Ah, the pointless gloves. If the shelf stacker has spent the morning wearing the same gloves, how have they protected anything?

This amuses and annoys me in equal measure. It's well known that PPE is in short supply, but people are wearing gloves to go shopping and not even using them properly. I see people wear them touching stuff, scratching their face, coughing into them..... The gloves are just like your hands if the first thing you touch has the virus on it, then everything that you touch after that could have had it transferred, and that includes your bag, purse, money, face, car door and everything you handled to buy.
Handwashing and cleaning stuff coming into the house is far more effective, and not using a limited resource that is needed by healthcare and other key workers that used properly will actually offer some protection to them.
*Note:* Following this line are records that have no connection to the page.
PR #531, opened 2026-08-18
perf(mutate): stage independent tables at the loader's write concurrency

### LINKED ISSUE #504: mutate stages tables serially: measured ~0.47s/table on S3, and stage_all_with_concurrency already exists
## Summary

`mutate` stages tables serially, so a single multi-table mutation pays one sequential round of object-store PUTs per table. `stage_all_with_concurrency` already exists and the loader already uses it — `stage_all` just pins concurrency to `1`.

`crates/omnigraph/src/exec/staging.rs` (v0.9.0):

```rust
/// Sequential per-table for now — parallelizing across independent
/// Lance datasets is a perf follow-up; same loop structure as the
/// pre-split `finalize`.
pub(crate) async fn stage_all(
    self,
    db: &crate::db::Omnigraph,
    branch: Option<&str>,
) -> Result<StagedMutation> {
    self.stage_all_with_concurrency(db, branch, 1).await
}
```

Filing because we measured what the follow-up is worth against S3, in case that helps prioritise it.

## Measurement

Deployed omnigraph-server v0.9.0, Lance-on-S3, single graph. The client writes one node plus its tag nodes and edges as **one** `mutate` — so the commit count is already 1 and the only variable is how many tables that commit touches.

| write | tables touched | median |
|---|---|---|
| node only | 1 | **2.79s** |
| node + tags + edges | 3 | **3.73s** |

Alternating variants, 3 samples each, same graph and session. The delta is **+0.94s for two additional tables ≈ 0.47s/table**, which matches one sequential PUT round-trip per table.

So on this deployment ~25% of a 3-table mutation is serial staging that has no data dependency between the tables.

## Why it matters to us

Our writes sit behind a proxy with a hardcoded 30s client deadline. Under 16 concurrent writers to one graph the per-write cost stretches to 17.5s median / 33.6s tail, at which point the proxy cuts the connection and returns 502 **while the write goes on to commit successfully**. The caller is told it failed, the row is there, and nothing in the reply distinguishes that from a genuine failure.

Serial staging is not the dominant term in that — contention on the commit cycle is — but it is a consistent ~25% on every multi-table write, and it is the part with an existing mechanism to fix it.

## Suggestion

Have `stage_all` take the same concurrency the loader does (`OMNIGRAPH_LOAD_CONCURRENCY`, or a separate knob if mutation should be tuned independently), defaulting to something >1. The independent-Lance-dataset property the comment relies on is the same one the loader path already assumes.

Happy to test a branch against our workload — we have a reproducible concurrency probe and a populated graph, and can report before/after numbers on the same deployment.

## Environment

- omnigraph-server v0.9.0, storage format 6, Lance on S3
- Kubernetes, single graph, writes arriving via an MCP tier

memmmmike:
Closes #504.

Per the acceptance comment: the fix stays inside the existing mechanism. `stage_all` now delegates at `stage_write_concurrency()` (the loader's `OMNIGRAPH_LOAD_CONCURRENCY` knob, default 8) instead of a pinned 1. The resolver moves to `exec::staging` with a pure parse half; the loader's private copy is deleted and both call sites share it.

**Scope kept, verified against source:**
- Publication untouched — everything after staging still funnels through the single manifest CAS; `commit_all` still acquires sorted table gates.
- Ordering untouched — the stream is `buffered` (order-preserving), not `buffer_unordered`.
- Failure semantics untouched — the staging stream drained before surfacing the first error at width 1 too (`buffered(1).collect::<Vec<Result<_>>>`), so wider staging changes only how much of that pre-existing drain overlaps; residue remains reclaimable and never graph-visible.

**Tests:** a pure unit test on the parse rules, and a serial-vs-concurrent equivalence test on a multi-table mutation (Person + two Knows edges in one query) asserting affected counts, per-table row counts, the inserted row's values, and exact edge endpoint pairs agree between `OMNIGRAPH_LOAD_CONCURRENCY=1` and `=4` (`#[serial]`-guarded per the search.rs precedent). Full `writes` suite: 43/43.

**Ad-hoc local measurement** (16 node tables touched per mutation, MinIO behind a 25ms toxiproxy latency, 5 timed runs each after a warm-up): end-to-end `mutate` mean 5.80s at concurrency 1 vs 4.00s at 8. The remaining gap to the theoretical staging ratio is the untouched validate/publish path, which stays serial by design. Happy to re-run under any harness you prefer, per docs/dev/testing.md's benchmark guidance.

https://claude.ai/code/session_01E4S9Xpe9G7pLEv9JaoXUAb

<h3>Greptile Summary</h3>

The PR makes constructive multi-table mutation staging use the loader’s bounded write concurrency while preserving serial publication and recovery boundaries.
- Centralizes staging-concurrency resolution for loader and mutation paths.
- Adds task-local test controls and deterministic overlap probes without mutating process-wide environment.
- Documents the expanded configuration scope and adds concurrency-equivalence and write-cost coverage.

The PR appears safe to merge.

No blocking failure remains.

| Filename | Overview |
|----------|----------|
| crates/omnigraph/src/exec/staging.rs | Shares the loader concurrency resolver with ordinary constructive mutations while leaving deferred forks, deletes, commit ordering, and publication unchanged. |
| crates/omnigraph/src/instrumentation.rs | Adds task-local concurrency overrides and deterministic staging probes for isolated concurrency testing. |
| crates/omnigraph/src/loader/mod.rs | Replaces the loader-private concurrency resolver with the shared staging resolver without changing its default or parsing behavior. |
| crates/omnigraph/tests/writes.rs | Replaces the process-wide environment mutation with scoped controls and verifies serial-versus-concurrent result equivalence and actual overlap. |
| crates/omnigraph/tests/write_cost.rs | Adds coverage ensuring multi-table staging read costs remain flat as commit history grows. |
| docs/dev/writes.md | Documents the shared staging width while preserving the single-publication and recovery model. |
| docs/user/mutations/index.md | Documents the environment variable’s expanded mutation scope, default, and exclusions. |
| docs/releases/v0.10.0.md | Records bounded multi-dataset mutation staging as a user-visible release change. |

</details>

```mermaid
flowchart LR
  A[Validated mutation or load] --> B[Stage independent existing tables concurrently]
  B --> C[Acquire ordered table gates]
  C --> D[Record recovery intent]
  D --> E[Commit table effects]
  E --> F[Publish one graph manifest CAS]
```
</details>

<sub>Reviews (3): Last reviewed commit: ["fix(mutate): prove bounded concurrent ta..."](https://github.com/modernrelay/omnigraph/commit/02b50092d9f8b535a63c70c97cd53645134f463a) | [Re-trigger Greptile](https://app.greptile.com/api/retrigger?id=54194312)</sub>

- Knowledge Base — [Data mutation pipeline](https://app.greptile.com/modernrelay/-/custom-context/knowledge-base/modernrelay/omnigraph/-/docs/data-mutation-pipeline.md)
- Knowledge Base — [Recovery and durability](https://app.greptile.com/modernrelay/-/custom-context/knowledge-base/modernrelay/omnigraph/-/docs/recovery-and-durability.md)
</details>

### DIFF
--- a/crates/omnigraph/src/exec/staging.rs
+++ b/crates/omnigraph/src/exec/staging.rs
@@ -168,7 +168,16 @@ pub(crate) struct MutationStaging {
 /// Override via `OMNIGRAPH_LOAD_CONCURRENCY`.
 pub(crate) const DEFAULT_STAGE_WRITE_CONCURRENCY: usize = 8;
 
+/// Resolution order: the scoped test override
+/// ([`crate::instrumentation::with_stage_write_concurrency`]), then
+/// `OMNIGRAPH_LOAD_CONCURRENCY`, then the default. Tests force a width through
+/// the scoped seam so they never mutate process-global environment.
 pub(crate) fn stage_write_concurrency() -> usize {
+    if let Some(scoped) = crate::instrumentation::stage_write_concurrency_override()
+        && scoped > 0
+    {
+        return scoped;
+    }
     parse_stage_write_concurrency(std::env::var("OMNIGRAPH_LOAD_CONCURRENCY").ok().as_deref())
 }
 
@@ -1671,14 +1680,51 @@ fn dedupe_merge_batches_by_id(
 
 #[cfg(test)]
 mod stage_write_concurrency_tests {
-    use super::parse_stage_write_concurrency;
+    use super::{parse_stage_write_concurrency, stage_write_concurrency};
+    use crate::instrumentation::with_stage_write_concurrency;
 
     // Pure parser, no process-global environment touched.
     #[test]
     fn resolves_default_override_and_junk() {
-        assert_eq!(parse_stage_write_concurrency(None), 8, "default without the env var");
+        assert_eq!(
+            parse_stage_write_concurrency(None),
+            8,
+            "default without the env var"
+        );
         assert_eq!(parse_stage_write_concurrency(Some("3")), 3, "override wins");
-        assert_eq!(parse_stage_write_concurrency(Some("0")), 8, "zero is not a concurrency");
-        assert_eq!(parse_stage_write_concurrency(Some("banana")), 8, "junk falls back to default");
+        assert_eq!(
+            parse_stage_write_concurrency(Some("0")),
+            8,
+            "zero is not a concurrency"
+        );
+        assert_eq!(
+            parse_stage_write_concurrency(Some("banana")),
+            8,
+            "junk falls back to default"
+        );
+    }
+
+    /// The scoped seam must actually reach the resolver, and must not outlive its
+    /// future. Without this, a width-forcing test would silently run at the default
+    /// width on both sides of an equivalence comparison and prove nothing.
+    #[tokio::test]
+    async fn scoped_override_wins_and_does_not_leak() {
+        let outside_before = stage_write_concurrency();
+        assert_eq!(
+            with_stage_write_concurrency(3, async { stage_write_concurrency() }).await,
+            3,
+            "the scoped override must reach the resolver"
+        );
+        // 0 is not a concurrency: the scope is ignored, not obeyed.
+        assert_ne!(
+            with_stage_write_concurrency(0, async { stage_write_concurrency() }).await,
+            0,
+            "a zero override must fall back, never pin the width to zero"
+        );
+        assert_eq!(
+            stage_write_concurrency(),
+            outside_before,
+            "the override must be gone once its future resolves"
+        );
     }
 }
--- a/crates/omnigraph/src/exec/staging.rs
+++ b/crates/omnigraph/src/exec/staging.rs
@@ -163,9 +163,8 @@ pub(crate) struct MutationStaging {
 /// table stay serial under Lance's manifest OCC, so cross-table staging has
 /// no shared state to race.
 ///
-/// 8 is a conservative default — enough to overlap S3 round-trip latency
-/// across the typical 10-30 table schemas without flooding the runtime.
-/// Override via `OMNIGRAPH_LOAD_CONCURRENCY`.
+/// The default of 8 preserves the loader's existing bound. Override it via
+/// `OMNIGRAPH_LOAD_CONCURRENCY`.
 pub(crate) const DEFAULT_STAGE_WRITE_CONCURRENCY: usize = 8;
 
 /// Resolution order: the scoped test override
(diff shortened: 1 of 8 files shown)


memmmmike:
Thanks both bots — all three points addressed in 16a1e87.

**1. `#[serial]` doesn't isolate the env mutation** (greptile + codex, agreed)

Right, and the reasoning goes further than flakiness: `#[serial]` only excludes other `#[serial]` tests, so `EnvGuard` raced every unannotated test in this binary, and `set_var` under a live multi-thread runtime violates `setenv`'s thread-safety precondition regardless.

Rather than annotate the rest of the file, the width override now rides the seam this repo already established for exactly this problem — `instrumentation::with_traversal_mode`, whose doc comment spells out the rationale ("scope-bound … process-safe … removing the need for `#[serial]`"). Added `with_stage_write_concurrency` alongside it; `stage_write_concurrency()` consults the scoped override, then the env var, then the default. `EnvGuard` and `#[serial]` are both deleted, and no `unsafe` remains in the test.

This works because staging is explicitly off-queue (it runs on the caller's task; only the commit is queued), so the task-local reaches `stage_all`.

One thing I'd have missed without writing it down: a scoped override that silently fails to apply would make the equivalence test run at the default width on *both* sides and assert nothing. There's now a unit test pinning that the override reaches the resolver, that `0` falls back rather than pinning the width to zero, and that it's gone once the future resolves.

**2. Document that the load knob now controls mutations** (greptile + codex, agreed)

`docs/dev/writes.md` described it only inside the `LoadMode::Overwrite` paragraph. Updated in both relevant places: the `stage_all` bullet now states the width is shared with the loader and why cross-table staging has no shared state to race, and the Overwrite paragraph notes the same knob tunes ordinary multi-table mutations.

**3. History-depth cost gate** (codex P1, agreed)

Fair — the equivalence test proves sameness on two shallow stores and nothing about cost. Added `multi_table_staging_is_flat_in_history` to `write_cost.rs`, in that file's existing vocabulary (`cost_harness` / `commit_many` / `assert_flat`), asserting a two-table mutation's `__manifest` and data reads stay flat from depth 10 to depth 100. Measured on local FS: depth~10 `__manifest`=11 / data=21, depth~100 `__manifest`=10 / data=19 — flat within fixture noise, and a history-proportional regression is ~10x at depth 100, so it trips immediately. That's the guard against a future change making each stage re-resolve per-table state at depth: results would stay correct and the equivalence test would stay green while the write got quadratically slower.

On the other half of that P1 — asserting the stages *overlap* — I did not add a timing or peak-inflight assertion, deliberately. Every version I could write was either timing-based (flaky in CI) or required instrumenting the production staging loop to prove a scheduling property that `.buffered(concurrency)` already gives structurally. The cost gate plus the width-seam test cover the regression I actually care about; happy to add an overlap probe if you'd rather have it explicit.

**Also:** the original commit was never `cargo fmt`'d, and CI on this branch has never run (`action_required`), so the fmt job would have failed the moment you approved it. Fixed in the same commit — `cargo fmt --all --check`, `cargo clippy --workspace --all-targets -- -D warnings`, and the `writes` / `write_cost` / lib suites (43 / 13 / 297) are all green locally on 1.97.1.

aaltshuler:
Maintainer correction pushed in 02b50092 after rebasing onto current main.

- Preserved main's deterministic pending/delete ordering and the load.between_table_stages crash-window hook.
- Added a post-rendezvous probe that proves real table-storage futures overlap: width 1 peaks at 1; width 4 reaches 2 for the two-table mutation. The semantic-equivalence assertions remain.
- Scoped the contract accurately: existing constructive datasets stage concurrently; deferred first-touch branch effects and deletes remain serial; publication is still one graph commit.
- Added current developer/user documentation and the v0.10 release note for OMNIGRAPH_LOAD_CONCURRENCY.

Local verification:
- writes: 43/43
- write_cost: 13/13
- Lance surface guards: 32/32
- staging resolver unit tests and failpoint catalog guard
- omnigraph-engine all-target Clippy with warnings denied
- formatting, documentation, AGENTS link, and workflow-pin checks

An independent final review found no remaining actionable issues.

AmelieTaylor Thu 16-Apr-20 08:38:57

Your husband was kind, they were daft. Unless they think fairies stack the shelves.

I wash everything that comes into the house. Washing your hands doesn't remove it from the packaging, so picking it up that way when you get something out of the cupboard/fridge is too big a risk as far as I'm concerned. If other people aren't bothered about getting it 🤷🏻‍♀️

Soubriquet Thu 16-Apr-20 08:40:18

Jeez some people are over cautious

I work in a supermarket. Shelf stackers are either not wearing gloves or are wearing the same pair for their entire shift, which defeats the point.

There’s being sensible, then there’s being neurotic

WorriedMutha Thu 16-Apr-20 08:41:09

I think there's a paranoia arising due to ignorance about a new virus and there being a steep learning curve about transmission and vulnerability. I can remember when HIV and AIDS were emerging. The headlines when Diana held hands with a sufferer. I recall someone at the time telling me they didn't want to go to a restaurant because the waiter could be gay. Extraordinary now but at a time of sensational headlines.